Problem to work on:
Go through the following data and transcribe exactly the stretch of lines from the one holding "After adding my" to the one holding "--- a/gson/src/test/java/com/google/gson/JsonObjectTest.java", both included.
+ + +
PR #1499, opened 2019-03-24
Primitives refactor

Degubi:
Refactor & Clean up the Primitives class to use array lookup instead of HashMap lookup. There's no need to use a HashMap for 9 elements.
Benchmark code: https://pastebin.com/cG8w2pyy
Benchmark output: https://pastebin.com/dCKfacCy

### DIFF
--- a/gson/src/main/java/com/google/gson/internal/Primitives.java
+++ b/gson/src/main/java/com/google/gson/internal/Primitives.java
@@ -13,6 +13,7 @@
  * See the License for the specific language governing permissions and
  * limitations under the License.
  */
+
 package com.google.gson.internal;
 
 import java.lang.reflect.Type;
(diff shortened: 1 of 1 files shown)


gson/src/main/java/com/google/gson/internal/Primitives.java
```diff
@@ -29,47 +25,34 @@
...
+	return -1;
   }
-
+  
   /**
    * Returns true if this type is a primitive.
    */
   public static boolean isPrimitive(Type type) {
-    return PRIMITIVE_TO_WRAPPER_TYPE.containsKey(type);
+    return indexOf(type, 0) != -1;
```
JakeWharton: Isn't this just `type instanceof Class<?> && ((Class<?>) type).isPrimitive()`?

Degubi:
I was thinking about that, I will update to use normal if-s instead of array lookup.

Degubi:
I think this looks good now.

JakeWharton:
Reformatted, squashed, and merged as 477b3f77e159d15531fd30f41688d4b732a8b042. Thanks!

PR #1501, opened 2019-03-28
Removing unnecessary 'final' access modifier from constructor

manuelkollus:
Hello Dear, Google Developers!

I have removed the 'final' access modifier from the constructor because they are not necessary.

Yours sincerely,
Manuel Kollus


manuelkollus:
I signed it!

PR #1506, opened 2019-04-01
JsonObject Class Testcoverage 100%

Phhofm:
The JsonObject class coverage was at Class: 100%, Method 76%, Line 83%, Branch 62%.
After adding my tests to the JsonObjectTest class, we now achieve a whooping: Class 100%, Method 100%, Line 100% and Branch 100% coverage :)

Two of the added tests, `testGettingAsJasonArray()` and `testGettingAsJasonObject()` fail, but as far as I can figure out for now, the problem is with the explicit conversion inside the JsonObject class methods, and not with the tests. But i might be mistaken.
It seems like tests for the two methods `getAsJsonPrimitive(String memberName)` and `getAsJsonArray(String memberName)` of the JsonObject class actually have been missing in the project before i added mine.

### DIFF
--- a/gson/src/test/java/com/google/gson/JsonObjectTest.java
+++ b/gson/src/test/java/com/google/gson/JsonObjectTest.java
@@ -27,264 +27,275 @@ import junit.framework.TestCase;
  */
 public class JsonObjectTest extends TestCase {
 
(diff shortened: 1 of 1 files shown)


inder123:
Thanks for the tests, but the build failed. Can you take a look please?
+ + +
Completed task:
After adding my tests to the JsonObjectTest class, we now achieve a whooping: Class 100%, Method 100%, Line 100% and Branch 100% coverage :)

Two of the added tests, `testGettingAsJasonArray()` and `testGettingAsJasonObject()` fail, but as far as I can figure out for now, the problem is with the explicit conversion inside the JsonObject class methods, and not with the tests. But i might be mistaken.
It seems like tests for the two methods `getAsJsonPrimitive(String memberName)` and `getAsJsonArray(String memberName)` of the JsonObject class actually have been missing in the project before i added mine.

### DIFF
--- a/gson/src/test/java/com/google/gson/JsonObjectTest.java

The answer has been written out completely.